# What you will do
Only one number is expected here, namely how many lines of the entries below hold the string "warnings".

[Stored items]

PR #8919, opened 2019-03-15
Preset option for errors & warnings only

vincentrodriguez:
I've noticed that I often need just see warnings and errors since during rapid development I don't really need to see the modules stats. So I tend to write the same code every time and it would be nice to be able to just provide an "errors-warnings" preset to save space and improve readability.

Extension to the existing stats preset.

Tests added.

No, this is a just an extension which will not break anything

The following page will need to be updated with additional stats preset option: https://webpack.js.org/configuration/stats/


sokra:
Thanks

PR #8926, opened 2019-03-17
fixes #8874

### LINKED ISSUE #8874: Scope is incorrectly determined when using function expressions.
# Bug report

The imported function `someFunction` in `index.js` is incorrectly called from within the inline function expression `someFunction` in `index.js` instead of calling itself recursively.

Gist:
https://gist.github.com/MathijsMeijer/660d19a5eaccb819a5c3ccb12b2e9323

Structure:
`wp.js` 
`src/index.js`
`src/someFunction.js`

Run `npm i webpack` and `node wp.js`.

The inline function expression `someFunction` in `index.js` should call itself recursively. The imported function `someFunction` should _not_ be called.

webpack version: 4.29.6 / 5.0.0-alpha.11
Node.js version: 10.15.0
Operating System: MacOS 10.14.3
Additional tools: n/a

noelebrun:
Bugfix #8874 

Yes

No

Nothing

### DIFF
--- a/lib/Parser.js
+++ b/lib/Parser.js
@@ -1777,7 +1777,14 @@ class Parser extends Tapable {
 		const args = options.map(renameArgOrThis);
 		const wasTopLevel = this.scope.topLevelScope;
 		this.scope.topLevelScope = false;
-		this.inScope(params.filter((identifier, idx) => !args[idx]), () => {
+		const scopeParams = params.filter((identifier, idx) => !args[idx]);
+
+		// Add function name in scope for recursive calls
+		if (functionExpression.id) {
+			scopeParams.push(functionExpression.id.name);
+		}
+
+		this.inScope(scopeParams, () => {
 			if (renameThis) {
 				this.scope.renames.set("this", renameThis);
 			}
--- a/lib/Parser.js
+++ b/lib/Parser.js
@@ -1593,7 +1593,14 @@ class Parser extends Tapable {
 	walkFunctionExpression(expression) {
 		const wasTopLevel = this.scope.topLevelScope;
 		this.scope.topLevelScope = false;
-		this.inScope(expression.params, () => {
+		const scopeParams = expression.params;
+
+		// Add function name in scope for recursive calls
+		if (expression.id) {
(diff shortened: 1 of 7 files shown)


noelebrun:
@sokra I pushed a commit with the wrong email, forced pushed with the right email after creating the PR but the CLA check doesn't seems to take this into account. Do I have to close this one and create a new one to make it pass?

lib/Parser.js
```diff
@@ -1777,7 +1777,14 @@ class Parser extends Tapable {
 		const args = options.map(renameArgOrThis);
 		const wasTopLevel = this.scope.topLevelScope;
 		this.scope.topLevelScope = false;
-		this.inScope(params.filter((identifier, idx) => !args[idx]), () => {
+		const scopeParams = params.filter((identifier, idx) => !args[idx]);
+
+		// Add function name in scope for recursive calls
+		if (functionExpression.id) {
+			scopeParams.push(functionExpression.id.name);
```
sokra: I think this need to be `unshift` instead to catch this case:

```js
(function someFn(arg = someFn) {
```

noelebrun: Just wrote a new test case for this situation with the default parameter and it seems to work as expected. Could you detail in which case it would not work?

mvanbutselaar:
Could we also add this fix for the normal (non IF) Function Expression? Or should we create a new issue / pull request for this.

I have made a pull request on @noelebrun bugfix branch to add a fix and tests for this, just in case.

evilebottnawi:
@mvanbutselaar better send a new PR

# Solution to the exercise
2